連載A 巨匠デュトワと宮崎国際音楽祭管弦楽団
シャルル・デュトワは現在、フィラデルフィア管弦楽団首席指揮者でアーティスティック・アドヴァイザー、ロイヤルフィルハーモニー管弦楽団の音楽監督ならびに首席指揮者、NHK交響楽団の名誉音楽監督という重責を担っている巨匠ですが、常に若者の団体や宮崎のような音楽祭管弦楽団などを訓練し、短期間のうちに完成された演奏を組み立てていく名人でもあります。
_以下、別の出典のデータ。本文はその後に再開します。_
Issue #69, opened 2021-01-13
SQFormDialogStepper expose a way to reset/clear a steps values


Chris-Boyle:
Currently in the SQForm we have the `SQFormResetButtonWithConfirmation` that will reset all of the forms values.  We need to have a way to do something similar to that in the stepper.  We can not use the SQFormResetButtonWithConfirmation component because it will reset all steps values and not just the current step.  If we want to give the ability to reset the current steps values should there be a button in the footer or just a function that we call that is triggered by a consumer adding something like a TextButton to the body of the step?

umerjamal100:
Also using `SQFormResetButtonWithConfirmation` it just reset values to `initialValues`, if there is already a value present, it will reset to it, like in current loom we have ` address1: 'test'` in `initialValues` so on clicking reset  ` address1` is always set to test but we want it that address is cleared it should not have previous values it should empty the fields.
[loom](https://www.loom.com/share/bdd7fcd60ec248c2a50a16ac141a9d08)

Chris-Boyle:
@umerjamal100 for this I think we need to expose a way to get just this steps values.  Then a way to reset just the values in the current step.  We can add a button on the consumer side that calls that function.

umerjamal100:
We can solve this issue, by using `resetForm` method and we can pass props containing `newInitialValues` as an object containing new values, whenever we want to clean the initial Values of form or place custom values in it. I Will use a textButton for it and it will be placed in the header like this. Here are the useful links, please let me know if any suggestions.


![https://user-images.githubusercontent.com/18453833/105382874-5c348c80-5c32-11eb-9567-ecbd260dd938.png](https://user-images.githubusercontent.com/18453833/105382874-5c348c80-5c32-11eb-9567-ecbd260dd938.png)

[https://formik.org/docs/api/formik#resetform-nextstate-partialformikstatevalues--void](https://formik.org/docs/api/formik#resetform-nextstate-partialformikstatevalues--void)
![https://user-images.githubusercontent.com/18453833/105382075-86d21580-5c31-11eb-9fa2-3d9f0f02071e.png](https://user-images.githubusercontent.com/18453833/105382075-86d21580-5c31-11eb-9fa2-3d9f0f02071e.png)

その意味で今年5年目になるデュトワと宮崎国際音楽祭管弦楽団の演奏が、これまで以上の結果を出すことは言うまでもないでしょう。
音楽祭管弦楽団いうと、常設のオーケストラとは異なるにわか作りの団体と考えられるかも知れません。オーケストラとはベルリン・フィルやウィーン・フィルを思い浮かべるまでもなく、長い歴史に培われた伝統を背景として楽員相互の信頼に裏付けされた確固とした団体です。しかし極めて優れた音楽家たちが一定期間中に優れた指揮者の下で活動する音楽祭管弦楽団は、新鮮なアンサンブルによって伝統的オーケストラとは違った魅力を発揮するのです。スイスのルツェルン音楽祭管弦楽団や、バイロイト音楽祭管弦楽団などがその例です。
宮崎国際音楽祭管弦楽団は、日本国内の優れた器楽奏者やオーケストラ団員、それにスイスのヴェルビエ音楽祭でのユース・オーケストラ、ヴェルビエ音楽祭管弦楽団のメンバーが加わった国際色豊かな音楽家によって構成されています。
かつてデュトワは新聞のインタビューに答えて、宮崎国際音楽祭管弦楽団について「日本一のオーケストラだ」と評しています。毎年聴いている宮崎の聴衆の方々には実感がないかもしれませんが、これは誇張ではありません。総合プロデューサーを務める徳永二男をコンサートマスターとするこのオーケストラは、文字通り日本の第一級の音楽家の集まりですし、限られた準備期間で多彩なプログラムを仕上げるのは、非常に困難な仕事だからです。
メディアの発達した今日では、放送や音楽ソフトによって、あらゆる音楽に接する機会があります。しかし音楽の生の体験なしには、その作品を本当に語ることはできません。生の体験でも優れていなければ意味がないのですが、指揮者自らが誇るオーケストラによる演奏であれば言うことはありません。